» **Exercise objective**
When the line containing "2. Navigate to" appears in the entries below, begin printing there and stop after the line containing "## Additional Context"; print each of those lines exactly and no other line.
== Segment start ==
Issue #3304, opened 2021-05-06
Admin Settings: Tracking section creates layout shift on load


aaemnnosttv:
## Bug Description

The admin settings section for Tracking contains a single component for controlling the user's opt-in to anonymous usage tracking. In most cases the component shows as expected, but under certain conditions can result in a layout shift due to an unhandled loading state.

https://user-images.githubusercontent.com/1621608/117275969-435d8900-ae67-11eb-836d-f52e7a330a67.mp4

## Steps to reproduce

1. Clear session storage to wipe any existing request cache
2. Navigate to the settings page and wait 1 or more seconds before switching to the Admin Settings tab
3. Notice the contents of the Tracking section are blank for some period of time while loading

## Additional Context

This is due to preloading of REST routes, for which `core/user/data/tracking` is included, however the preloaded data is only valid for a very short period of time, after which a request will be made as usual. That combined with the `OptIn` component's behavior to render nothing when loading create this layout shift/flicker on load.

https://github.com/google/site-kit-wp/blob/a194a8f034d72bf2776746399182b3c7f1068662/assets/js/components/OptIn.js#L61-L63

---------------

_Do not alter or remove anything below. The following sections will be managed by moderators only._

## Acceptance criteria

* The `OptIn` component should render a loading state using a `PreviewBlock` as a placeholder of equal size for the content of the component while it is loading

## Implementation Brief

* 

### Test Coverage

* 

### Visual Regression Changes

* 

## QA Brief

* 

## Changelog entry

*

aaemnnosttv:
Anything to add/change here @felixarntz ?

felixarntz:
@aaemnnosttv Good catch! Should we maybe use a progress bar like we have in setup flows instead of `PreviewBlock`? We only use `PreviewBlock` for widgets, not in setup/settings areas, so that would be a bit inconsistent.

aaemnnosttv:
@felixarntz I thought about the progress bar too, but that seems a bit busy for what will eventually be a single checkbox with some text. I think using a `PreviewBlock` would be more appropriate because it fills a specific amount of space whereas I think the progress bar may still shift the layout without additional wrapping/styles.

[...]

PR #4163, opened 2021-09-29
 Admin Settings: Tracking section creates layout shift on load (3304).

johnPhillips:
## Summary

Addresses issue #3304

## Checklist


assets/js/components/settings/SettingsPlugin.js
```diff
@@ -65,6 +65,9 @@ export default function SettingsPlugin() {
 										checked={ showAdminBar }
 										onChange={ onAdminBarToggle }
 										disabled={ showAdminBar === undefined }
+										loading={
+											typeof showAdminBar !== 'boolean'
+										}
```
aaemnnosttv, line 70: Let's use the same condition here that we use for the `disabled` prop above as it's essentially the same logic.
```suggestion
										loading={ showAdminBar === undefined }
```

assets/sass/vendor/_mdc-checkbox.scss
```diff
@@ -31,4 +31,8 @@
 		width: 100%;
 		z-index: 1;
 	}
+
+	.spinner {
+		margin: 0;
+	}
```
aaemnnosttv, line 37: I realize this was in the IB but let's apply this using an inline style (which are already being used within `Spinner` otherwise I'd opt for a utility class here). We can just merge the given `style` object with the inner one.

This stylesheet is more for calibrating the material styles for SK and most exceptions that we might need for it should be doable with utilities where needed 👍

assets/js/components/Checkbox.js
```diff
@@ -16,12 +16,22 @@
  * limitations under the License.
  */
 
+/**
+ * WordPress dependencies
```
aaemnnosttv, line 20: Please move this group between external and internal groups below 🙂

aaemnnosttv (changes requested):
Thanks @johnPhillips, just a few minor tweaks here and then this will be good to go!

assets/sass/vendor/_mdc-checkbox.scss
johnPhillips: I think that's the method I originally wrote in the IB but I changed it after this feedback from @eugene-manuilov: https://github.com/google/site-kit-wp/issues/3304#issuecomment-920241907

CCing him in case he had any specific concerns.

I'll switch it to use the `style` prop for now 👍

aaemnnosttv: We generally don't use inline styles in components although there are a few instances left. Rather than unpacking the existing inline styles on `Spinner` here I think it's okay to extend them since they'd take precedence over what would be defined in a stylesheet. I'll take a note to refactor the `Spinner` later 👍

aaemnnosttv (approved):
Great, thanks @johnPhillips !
== Segment end ==
== Segment start ==
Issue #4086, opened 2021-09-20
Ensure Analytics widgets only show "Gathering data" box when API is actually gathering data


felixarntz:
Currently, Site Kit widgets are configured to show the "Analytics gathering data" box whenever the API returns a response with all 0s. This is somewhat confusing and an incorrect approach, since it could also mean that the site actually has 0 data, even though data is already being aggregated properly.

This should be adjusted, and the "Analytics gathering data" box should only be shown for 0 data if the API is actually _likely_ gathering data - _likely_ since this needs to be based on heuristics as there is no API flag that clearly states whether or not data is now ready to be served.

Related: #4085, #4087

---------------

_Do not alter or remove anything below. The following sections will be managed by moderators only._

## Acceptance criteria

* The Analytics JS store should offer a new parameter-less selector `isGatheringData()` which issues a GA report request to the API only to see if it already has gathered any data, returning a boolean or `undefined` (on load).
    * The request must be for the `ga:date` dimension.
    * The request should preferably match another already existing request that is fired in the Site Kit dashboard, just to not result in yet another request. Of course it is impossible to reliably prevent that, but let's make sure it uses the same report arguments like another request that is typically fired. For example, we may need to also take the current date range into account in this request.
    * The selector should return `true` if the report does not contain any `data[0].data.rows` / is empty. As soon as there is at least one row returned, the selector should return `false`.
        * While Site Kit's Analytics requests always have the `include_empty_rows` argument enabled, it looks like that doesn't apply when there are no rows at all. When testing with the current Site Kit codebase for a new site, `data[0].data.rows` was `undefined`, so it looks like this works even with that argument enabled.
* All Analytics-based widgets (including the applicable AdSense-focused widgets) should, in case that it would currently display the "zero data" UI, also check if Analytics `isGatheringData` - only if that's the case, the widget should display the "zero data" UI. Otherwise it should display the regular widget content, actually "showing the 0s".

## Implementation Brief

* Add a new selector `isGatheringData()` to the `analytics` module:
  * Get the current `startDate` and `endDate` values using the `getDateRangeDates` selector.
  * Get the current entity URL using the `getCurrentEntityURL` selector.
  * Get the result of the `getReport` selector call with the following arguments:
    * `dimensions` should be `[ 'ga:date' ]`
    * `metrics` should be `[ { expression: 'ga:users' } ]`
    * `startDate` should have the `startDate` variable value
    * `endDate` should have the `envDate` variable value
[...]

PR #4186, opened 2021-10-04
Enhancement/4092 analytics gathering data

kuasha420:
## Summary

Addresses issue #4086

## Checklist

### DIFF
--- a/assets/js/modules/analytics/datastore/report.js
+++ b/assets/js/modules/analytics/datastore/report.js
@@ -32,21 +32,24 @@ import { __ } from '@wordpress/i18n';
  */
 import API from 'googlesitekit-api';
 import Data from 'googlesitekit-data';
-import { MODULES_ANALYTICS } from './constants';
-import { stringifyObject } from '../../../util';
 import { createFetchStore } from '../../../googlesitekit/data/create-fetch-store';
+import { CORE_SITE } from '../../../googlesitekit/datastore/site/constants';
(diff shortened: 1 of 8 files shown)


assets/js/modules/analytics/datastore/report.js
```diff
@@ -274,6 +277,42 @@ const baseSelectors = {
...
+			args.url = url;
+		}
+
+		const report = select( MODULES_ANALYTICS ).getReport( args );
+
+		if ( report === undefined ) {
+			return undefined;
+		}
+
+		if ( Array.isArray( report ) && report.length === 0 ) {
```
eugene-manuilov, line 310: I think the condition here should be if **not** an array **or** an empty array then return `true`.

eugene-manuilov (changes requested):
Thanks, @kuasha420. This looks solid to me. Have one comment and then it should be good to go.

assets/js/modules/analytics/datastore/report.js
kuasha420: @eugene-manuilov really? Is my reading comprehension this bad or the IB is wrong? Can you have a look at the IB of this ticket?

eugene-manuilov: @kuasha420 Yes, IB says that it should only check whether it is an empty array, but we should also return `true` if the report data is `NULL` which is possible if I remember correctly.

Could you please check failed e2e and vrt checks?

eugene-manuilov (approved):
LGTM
== Segment end ==
== Segment start ==
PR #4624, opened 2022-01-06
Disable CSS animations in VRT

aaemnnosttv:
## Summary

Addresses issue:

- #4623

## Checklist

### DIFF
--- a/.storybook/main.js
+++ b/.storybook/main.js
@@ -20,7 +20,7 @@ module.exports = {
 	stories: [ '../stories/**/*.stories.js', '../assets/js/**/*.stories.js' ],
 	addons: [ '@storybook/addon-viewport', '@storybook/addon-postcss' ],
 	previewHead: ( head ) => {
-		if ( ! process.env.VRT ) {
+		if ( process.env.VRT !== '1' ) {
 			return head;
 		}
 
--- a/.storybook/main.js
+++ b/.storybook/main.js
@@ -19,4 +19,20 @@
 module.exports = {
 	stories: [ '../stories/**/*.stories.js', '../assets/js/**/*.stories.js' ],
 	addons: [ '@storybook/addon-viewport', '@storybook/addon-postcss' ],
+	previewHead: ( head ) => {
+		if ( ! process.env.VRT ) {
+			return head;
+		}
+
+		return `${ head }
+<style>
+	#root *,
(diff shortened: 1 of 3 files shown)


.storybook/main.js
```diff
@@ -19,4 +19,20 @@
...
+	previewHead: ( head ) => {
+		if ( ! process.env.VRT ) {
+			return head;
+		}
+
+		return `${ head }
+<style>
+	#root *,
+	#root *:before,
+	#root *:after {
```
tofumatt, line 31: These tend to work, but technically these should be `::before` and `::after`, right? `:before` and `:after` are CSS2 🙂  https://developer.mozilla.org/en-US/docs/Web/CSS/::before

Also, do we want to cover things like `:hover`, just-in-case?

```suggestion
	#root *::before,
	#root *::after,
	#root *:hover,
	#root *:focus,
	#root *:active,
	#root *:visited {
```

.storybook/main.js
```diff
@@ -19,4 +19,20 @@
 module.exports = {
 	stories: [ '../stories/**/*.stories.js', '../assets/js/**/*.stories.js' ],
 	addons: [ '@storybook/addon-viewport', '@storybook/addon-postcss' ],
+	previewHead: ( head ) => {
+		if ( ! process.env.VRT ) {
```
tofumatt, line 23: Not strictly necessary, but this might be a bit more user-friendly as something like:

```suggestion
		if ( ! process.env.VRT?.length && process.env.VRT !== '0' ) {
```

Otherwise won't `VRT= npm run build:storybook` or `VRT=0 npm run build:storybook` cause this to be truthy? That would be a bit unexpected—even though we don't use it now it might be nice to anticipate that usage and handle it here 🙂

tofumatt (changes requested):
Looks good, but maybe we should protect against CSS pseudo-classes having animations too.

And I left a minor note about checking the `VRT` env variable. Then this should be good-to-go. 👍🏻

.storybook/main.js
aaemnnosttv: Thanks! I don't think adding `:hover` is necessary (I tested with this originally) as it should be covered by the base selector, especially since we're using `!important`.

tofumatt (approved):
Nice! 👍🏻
== Segment end ==
» **Exercise result**
2. Navigate to the settings page and wait 1 or more seconds before switching to the Admin Settings tab
3. Notice the contents of the Tracking section are blank for some period of time while loading

## Additional Context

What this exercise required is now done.